Today every lost gardener has all around them the Sower’s seeds taking root and growing up into offspring of the life-giving tree. Some have no intention of making any trek to anywhere they can’t see. The fruit they eat now is good enough for them. They resist the claim that there is an actual Garden where the Sower, the Spirit, and the Son all live. They cling to the notion that what they have is all there is. As they taste the fruit, some detest it, preferring their own food processed by human initiative. Others love it, but instead of following the Sower’s trail back to its origin, they dare to clone the fruit – content to remain where they are to eat their own facsimiles of them – man-made replicas. Still others are so crazy for it that they crave the fruit from the original tree, make their way back to the Sower’s Garden, and enjoy him and the lavish abundance of Paradise forever.
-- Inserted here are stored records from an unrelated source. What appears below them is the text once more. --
PR #337, opened 2026-08-13
fix(security): a same-site loopback page rides the cookie into an authenticated WebSocket

ksarma:
**DRAFT — needs live client verification before merge (see bottom).** Chain 1 of 5 from a security re-verification against v0.8.0. Each chain is a separate PR.

## The hole

Cookies are host- not port-scoped (RFC 6265 §8.5), so every `http://127.0.0.1:<port>` page on the machine — e.g. a dev server in a repo an agent cloned — is **same-site** with the dashboard, and the browser attaches the `romp_token` cookie to its requests, **including the WebSocket handshake** (which CORS does not cover). `_authorize` accepted a valid cookie *before* it ever consulted the Origin gate (`kernel.py`), so that page could open an authenticated `/ws`, stream every session, and drive `sendMessage` / `answerAsk` (approve a pending permission prompt) / `forkSession` — full control of the romp instance and, through injected prompts + approvals, the host.

SECURITY.md already states *"An Origin check additionally protects the browser surfaces against cross-site requests, including the WebSocket upgrade"* — this makes the code match that promise.

## The fixes

1. **Cookie no longer bypasses Origin.** The cookie branch of `_authorize` now also requires `_origin_ok()`. An **explicitly presented** `?token` / `X-Romp-Token` still bypasses Origin (federation needs it; a drive-by page can't obtain one, it rides only the cookie). Absent-Origin (same-origin nav, curl) and `vscode-webview://` still authorize, so no shipped client regresses.
2. **nosniff** on every response (`_send`) — a response whose bytes look like markup can otherwise be sniffed and run as HTML on the dashboard's origin.
3. **X-Frame-Options: SAMEORIGIN + CSP frame-ancestors 'self'** on every response — clickjacking: the authenticated dashboard must not be framable by the same loopback attacker. (This finding was noted-but-deferred in the original audit; authored fresh here.)
4. **The `/remote/<host>/file` relay derives its own Content-Type** from the requested extension (`_PREVIEW_MIME`, same 404 as the local route) and discards the remote's — a compromised remote answering `text/html` for a `.pdf` the lightbox opens in a same-origin unsandboxed iframe was script on the dashboard's origin.

## Tests

`tests/test_kernel_auth_hardening.py` gains the cookie-vs-origin cases (denied from a foreign loopback port and from offsite; still authorized with absent-Origin / same-origin / `vscode-webview://` / explicit token) plus source-pins for the nosniff + frame headers and the relay's local-mime derivation. `test_kernel_remote_file_relay`, `test_kernel_ws_auth`, and `test_state_isolation_order` pass unchanged.

## Why this is a draft

The framing header and the cookie/Origin tightening **can't be verified offline against the real clients**: the VS Code webview loads the dashboard from a `vscode-webview://` origin, and phone/tailnet access must keep working. The `frame-ancestors 'self'` policy in particular may need a webview allowlist entry. These need confirming on every shipped client before merge — happy to adjust once maintainers weigh in on which client surfaces must keep framing / cross-origin cookie behavior.

### DIFF
--- a/kernel/kernel.py
+++ b/kernel/kernel.py
@@ -21614,6 +21614,19 @@ class Handler(BaseHTTPRequestHandler):
         self.send_response(code)
         self.send_header("Content-Type", ctype)
         self.send_header("Content-Length", str(len(body)))
+        # Take the declared type at its word. Without this a browser may sniff a response whose
+        # bytes look like markup and run it as HTML on the dashboard's own origin, which is the
+        # same escalation the /remote/…/file relay's own type check closes from the other side.
+        self.send_header("X-Content-Type-Options", "nosniff")
+        # Framing gate (clickjacking): the authenticated dashboard must not be loadable in a
+        # cross-origin frame, or a hostile same-site loopback page (the same attacker the cookie
+        # Origin gate below defends against) could frame it and drive it invisibly. SAMEORIGIN keeps
+        # the dashboard's own same-origin sub-frames (/chat, /feed) working. NOTE: the VS Code
+        # webview loads the dashboard from a vscode-webview:// origin — if that surface is still
+        # needed it must be added to a frame-ancestors allowlist; confirm against every shipped
+        # client (webview / phone / tailnet) before relying on this.
+        self.send_header("X-Frame-Options", "SAMEORIGIN")
+        self.send_header("Content-Security-Policy", "frame-ancestors 'self'")
         for k, v in (headers or {}).items():
             self.send_header(k, v)
         if cache:                                     # e.g. "no-cache" — keeps a tab from running a stale bundle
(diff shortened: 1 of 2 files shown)


henrypinkard:
Traced this from first principles: it closes a real, previously-open surface, and the VS Code fear in the draft note rests on a false premise, so it can land as-is.

**The hole is real.** The `romp_token` cookie is host-scoped, not port-scoped (RFC 6265), so a page on any other `127.0.0.1` port is same-site and the browser auto-attaches the cookie to a `ws://127.0.0.1:<dashport>/ws` handshake. On main the cookie branch of `_authorize` returns authorized *before* `_origin_ok()` runs, so that foreign-origin socket authorizes — full read plus the whole drive vocabulary (`sendMessage`, `answerAsk`, `endSession`, `setAuth`, ...). Token enforcement didn't cover it because the cookie *is* the token, auto-presented by the browser. The one-line fix (AND `_origin_ok()` onto the cookie branch) closes it; `?token`/`X-Romp-Token`, absent-Origin, same-origin, and `vscode-webview://` all still pass, so no shipped client regresses. The `nosniff` and relay-MIME extras are both sound — the relay-MIME one is a genuinely distinct federation surface (a remote answering `text/html` for a `.pdf` runs as script in the same-origin preview iframe).

**VS Code is not broken by `frame-ancestors 'self'`.** The draft caveat assumes the panes load the dashboard as `<iframe src="http://127.0.0.1:…">`. They don't: each pane is an extension-authored webview that loads its bundle via `asWebviewUri` and reaches the kernel only over `connect-src` (fetch + WebSocket). `X-Frame-Options`/`frame-ancestors` gate document framing only — they have zero effect on fetch/XHR/WebSocket, and WS handshakes are never subject to XFO. Phone/tailnet frame the same kernel origin, which `'self'` permits. So keep `'self'` tight (no `vscode-webview:` allowlist needed) and the headers ship safely.

Adversarial bypass checks (Origin-less/native clients; the `/remote` federation relay) both come back closed: every authorizing path still requires the secret token, which a browser drive-by can't read (HttpOnly) or forge, and the relay sits behind the same `_authorize`. Only nit: the new `_send` comment warns of a VS Code break that can't happen — worth correcting. Recommend un-drafting and landing.

PR #340, opened 2026-08-13
fix(security): the VS Code extension execs an install path taken off the auth-exempt /version

ksarma:
**DRAFT — needs live VS Code verification before merge (see bottom).** Chain 2 of 5 from a security re-verification against v0.8.0.

## The hole

`updateExtension()` reads `rompDir` from the kernel's `/version` — an **auth-exempt** route — and runs `execFile("bash", [<rompDir>/vscode-extension/install.sh], { cwd })`. So whatever answers the kernel port (a local process that grabbed it before the real kernel, say) gets to choose the directory a shell command runs in, and the same `/version` keepalive `dv` raises the "newer build" prompt that invites the click. A path that arrives over a socket is not a path to run.

## The fixes

1. **The install target is resolved locally** (new `vscode-extension/src/update-target.ts`): this VSIX's own `context.extensionPath`, else `ROMP_DIR` from the extension host's own environment — both set by whoever launched VS Code. A candidate must look like a real **checkout** (both `install.sh` *and* `esbuild.js` present; a packaged `.vsix` ships the first but not the second via `.vscodeignore`), so a packaged install resolves to nothing and the extension says so and points at the terminal, rather than shelling out to a guess.
2. **`rompDir` is dropped from `/version`.** With #1 it has no reader left, and a repo path ($HOME-collapse hides only the username, never the location or the project name) has no business on an auth-exempt route.

`defaultDir` / `nativeDialogs` still ride `/version` because the gear reads them there — they *also* travel the authenticated `sessionList` message, and repointing the gear onto that is the clean follow-up that lets `defaultDir` leave this payload too. I left that out here deliberately: it's a gear refactor, not a security fix, and doesn't belong bundled into a security PR. Happy to send it separately if you'd like.

## Tests

- `update-target.test.ts` — the resolver: requires both checkout markers, prefers `extensionPath` over `ROMP_DIR`, returns null when this copy isn't a checkout.
- `build-drift.test.ts` — `updateExtension` resolves locally and no longer reads `info.rompDir` / `fetchJson("/version")`.
- `test_kernel_cachebust.py` — `/version` carries no repo path.

Extension suite 1883/1883, typecheck clean, bundles build.

## Why this is a draft

The resolver change alters how the extension finds its own install dir. It needs confirming on a **real VS Code host** that a genuine checkout still resolves and one-click self-update still works (and that a packaged-VSIX install shows the terminal hint) — none of that is verifiable offline.

### DIFF
--- a/kernel/kernel.py
+++ b/kernel/kernel.py
@@ -502,8 +502,17 @@ def _kernel_ver():
 def _version_info():
     """What this kernel is running — code sha + per-bundle build mtimes + pid/uptime. Lets the feed's
     settings gear / `romp version` / a curl tell at a glance whether the browser is on a stale bundle
-    (compare the served ?v= against bundles[].mtime here). Any path here is $HOME-collapsed for privacy
-    (like defaultDir/rompDir) — never a raw /Users/<name> path."""
+    (compare the served ?v= against bundles[].mtime here).
+
+    /version is AUTH-EXEMPT — any local process reads it with no token, and it rides the remote poll
+    between machines — so it must reveal nothing that grants leverage. `rompDir` used to ride here,
+    $HOME-collapsed: the VS Code extension read it and turned it into an `execFile("bash", …)` target,
+    so whatever answered this port chose the directory a shell ran in (the extension resolves its own
+    install path now — see vscode-extension/src/update-target.ts — and never asks). A $HOME-collapse
+    hid the username, never the checkout's location or name, so the path had no business on an
+    auth-exempt route at all. (`defaultDir`/`nativeDialogs` still ride here because the gear reads
+    them here; they also travel the authenticated sessionList, and moving the gear onto that is the
+    clean follow-up that lets `defaultDir` leave this payload too.)"""
     bundles = {}
     try:
         for p in sorted(DIST.glob("*.js")) + sorted(DIST.glob("*.css")):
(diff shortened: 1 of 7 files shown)


henrypinkard:
The core security fix here is right and carries over unchanged, but two things block this branch as-is, one of them a privacy issue that needs a history rewrite rather than a follow-up commit:

1. It commits a `vscode-extension/node_modules` symlink whose target is an absolute local home path. That leaks a username/home path into history permanently once merged — deleting it later is not enough, the branch has to be rebuilt so the path never enters history at all.
2. `driftNotice()` / `COPY_ACTION` are added and thoroughly tested here but never wired into `maybeBuildNotice`, which still offers "Update extension" unconditionally — a button that errors on any packaged VSIX (the ordinary install). The tested-but-unwired path is effectively dead code.

I built a cleaned-up version on branch `henrypinkard:sec-vscode-fix`: a single commit off current `main` (so no leaked path is in history), `driftNotice` wired into `maybeBuildNotice` so a non-checkout install is offered "Copy install command" instead of a failing button, and your local-resolution fix (drop `rompDir` from the auth-exempt `/version`; resolve the install script behind both checkout markers) intact. Green locally on all four CI gates (pytest, `tsc --noEmit`, `node --test` 1891 pass, `npm run build`). Suggest landing that in place of this branch.

henrypinkard:
Opened that cleaned-up version as #352 (single commit off current main, no leaked path in history, `driftNotice` wired in, all CI gates green). Suggest landing #352 in place of this.

henrypinkard:
Closing in favor of #352, which is the same core fix rebuilt clean (no leaked home path in history, driftNotice wired in, all CI gates green). Merged as of now.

The Sower strategized that as people came home to the Garden they would become part of the glad errand to reach others with the news about the free access to the life-giving fruit in the Sower’s Garden. “Be sowers!” he told them. The job of these “sub-sowers” would be to partner with the Sower, Son, and Spirit, and carry with them full supplies of seed to scatter throughout the world in fields all around them. These redeemed gardeners would become essential in the Sower’s strategy to beckon lost gardeners back to Paradise.
People who taste the fruit tend to develop a hunger for more than a sample, and often wonder where they can get more. The trees that grow from the Sower’s seed don’t have inscriptions on them explaining the whole story of the Sower. That’s where the sub-sowers come in. Their job is to give them more than a taste and compel them to go back with them to meet the Sower in his Garden.
Though their role is central, the Sower doesn’t leave them to do all the work. He’s never ceased his own relentless seed-scattering effort in every part of the world, copiously sowing seed, the Spirit furiously blowing on it to spread it far and wide. He precedes his sowers, sowing his own seed, which grows into trees from which people everywhere pick luscious fruit. Many take such delight in it that they become curious about its origin and develop a hunger for more. And so, oftentimes when his sub-sowers show up to plant their seed, in some places his prevenient work has been so effective that they find people already on their way back to the Garden and need only employ little effort to induce people to come all the way home. Their work is little more than a simple confirmation of what people already knew in their heart about the Sower and his Garden. They’ve tasted and they’ve seen that the fruit is good and they want more.
So today it brings a smile to the Sower’s face as he observes the continuum of people tasting his fruit, being enticed toward its source, his sub-sowers on a co-mission with him to show and tell about him and his Garden, leading people one by one on the happy trek in the direction of Paradise!